Слова прозвучали в воздухе и… не вернулись. Не отразились. Не дали эхо. Как будто вагон записал их и оставил у себя.
Это было неприятнее, чем эхо. Эхо хотя бы делает вид, что мир отвечает.
Анна посмотрела в окно снова, и в стекле увидела своё отражение — нормальное, человеческое, с лёгкой усталостью вокруг глаз. Улыбки не было. И всё же ей на секунду показалось, что отражение готовится улыбнуться — мышцы лица в стекле будто заранее знали движение.
Она резко отвела взгляд.
Напротив сидела женщина.
Анна не заметила, когда та появилась. Не услышала шагов, не почувствовала движения воздуха. Просто в какой-то момент пространство напротив перестало быть пустым.

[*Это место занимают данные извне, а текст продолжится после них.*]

PR #87, opened 2019-06-04
DS-181 adding backup keyserver if main fails.

zeryx:
https://github.com/algorithmiaio/langpacks/commit/63a4556dc0f1d42bea4ee7cb9e839dc01f84ae1c

### DIFF
--- a/libraries/java11/Dockerfile
+++ b/libraries/java11/Dockerfile
@@ -49,9 +49,9 @@ RUN set -eux; \
 	\
 	export GNUPGHOME="$(mktemp -d)"; \
 # TODO find a good link for users to verify this key is right (https://mail.openjdk.java.net/pipermail/jdk-updates-dev/2019-April/000951.html is one of the only mentions of it I can find); perhaps a note added to https://adoptopenjdk.net/upstream.html would make sense?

Женщина выглядела усталой — не старой, не больной, а именно уставшей, как люди, которые слишком долго едут и слишком мало понимают, зачем. На руках у неё была сумка, аккуратно поставленная на колени, будто её держали не потому что надо, а потому что так проще помнить, что ты всё ещё пассажир.
Анна улыбнулась ей — мягко, автоматически, тем самым “вежливым” способом, который обычно выручает в чужих местах.
Женщина не ответила.
Она смотрела не в окно и не на Анну. Её взгляд был направлен куда-то в сторону, будто внутрь вагона, но не совпадал с геометрией пространства. Словно она видела не сиденья и поручни, а схему, наложенную поверх.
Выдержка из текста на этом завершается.